AI-Powered Agriculture Chatbot for Smart Farming Assistance

Authors

  • Chepuri Sailaja 1, Mr. M. Chiranjeevi 2 Author

DOI:

https://doi.org/10.62643/

Abstract

Agriculture plays a vital role in the economic development of many countries, especially in regions where farming is the primary source of livelihood. However, farmers often face challenges such as unpredictable weather conditions, lack of awareness about suitable crops, pest infestations, and limited access to expert advice.
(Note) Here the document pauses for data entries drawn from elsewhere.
PR #8, opened 2017-08-28
Use data.table package in compiler

faizan-khan-iit:
Optimize the code using the `data.table` package. Currently we use base R functions, particularly for writing files

### DIFF
--- a/DESCRIPTION
+++ b/DESCRIPTION
@@ -20,6 +20,7 @@ Imports:
     stats,
     tibble,
     lazyeval,
+    data.table,
 Suggests:
     knitr (>= 1.5.33),
     servr,
--- a/R/animint.R
+++ b/R/animint.R
@@ -627,7 +627,7 @@ saveLayer <- function(l, d, meta, layer_name, ggplot, built, AnimationInfo){
       ## chunks if there are any that are too small.
       tmp <- tempfile()
       some.lines <- rbind(head(g.data), tail(g.data))
-      write.table(some.lines, tmp,
+      data.table::fwrite(some.lines, tmp,
                   col.names=FALSE,
                   quote=FALSE, row.names=FALSE, sep="\t")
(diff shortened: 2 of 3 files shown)


faizan-khan-iit:
@tdhock I was looking at the code that deals with transformation of data in `split.x` and `getCommonChunk`. One way to use the `data.table` package would be to convert the `data.frame` used currently using `as.data.table(data_frame)`. Then most of the methods like `split` and and `na.omit` will be used from the `data.table` package.

After that we could consider the for loops..

tdhock:
I would say before attempting any conversions, we should try to run a
profiler to make sure that a substantial amount of time is being spent in
getCommonChunk. If so, then re-writing getCommonChunk using data.table()[,
by=chunk.vars] instead of split would be a good idea. If not, it would be
better to focus our efforts on other sub-routines that take more time.

faizan-khan-iit:
I did that, and most of the time is actually spent in `getCommonChunk`. I ran the WorldBank example 10 times over and here is the result in brief (is there a way to share the full profvis result file??):

| animint2dir -> 27.6 s
|
| | | storeLayer -> 1.5 s
|
| | | saveLayer -> 19.5 s
| | | | | | getCommonChunk  -> 11.6 s
| 
| | |parsePlot -> 5.5 s

So I guess we could assume that getCommonChunk needs some work.

tdhock:
ok great, in that case let's focus on getCommonChunk.

not sure about how to share the profvis results, but maybe a screenshot?

faizan-khan-iit:
1. `saveLayer` takes most time in `animint2dir`
no_table1

------------------------------------------

2. `getCommonChunk` and an `apply` function take time in `saveLayer`
no_table2

 --------------------------------------------- 

3. `getCommonChunk`
no_table3


------------------------------------------

4. `sapply`
no_table4

PR #15, opened 2018-06-02
get_alpha_stroke status and questions

adrianblanco:
I am working during the weekend so probably I will update this PR later
Status and questions so far


inst/htmljs/animint.js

This paper presents an intelligent agriculture chatbot integrated with a crop prediction system using Convolutional Neural Networks (CNN), Random Forest, and Support Vector Machine (SVM) classifiers. The chatbot component employs Natural Language Processing (NLP) with TF-IDF vectorisation and cosine similarity to provide real-time conversational assistance on crop selection, fertiliser usage, pest control, irrigation, and market guidance. The CNN-based crop prediction module analyses environmental and soil parameters—including soil type, climate, season, and geographic location—to recommend the most suitable crop for cultivation. Comparative evaluation of three models reveals that CNN achieves 95% accuracy, Random Forest achieves 90%, and SVM achieves 80% on the crop prediction task. The hybrid system—combining deep learning prediction with NLP-driven chatbot interaction—provides a comprehensive, accessible, and scalable smart farming platform that bridges the technology gap for rural farmers.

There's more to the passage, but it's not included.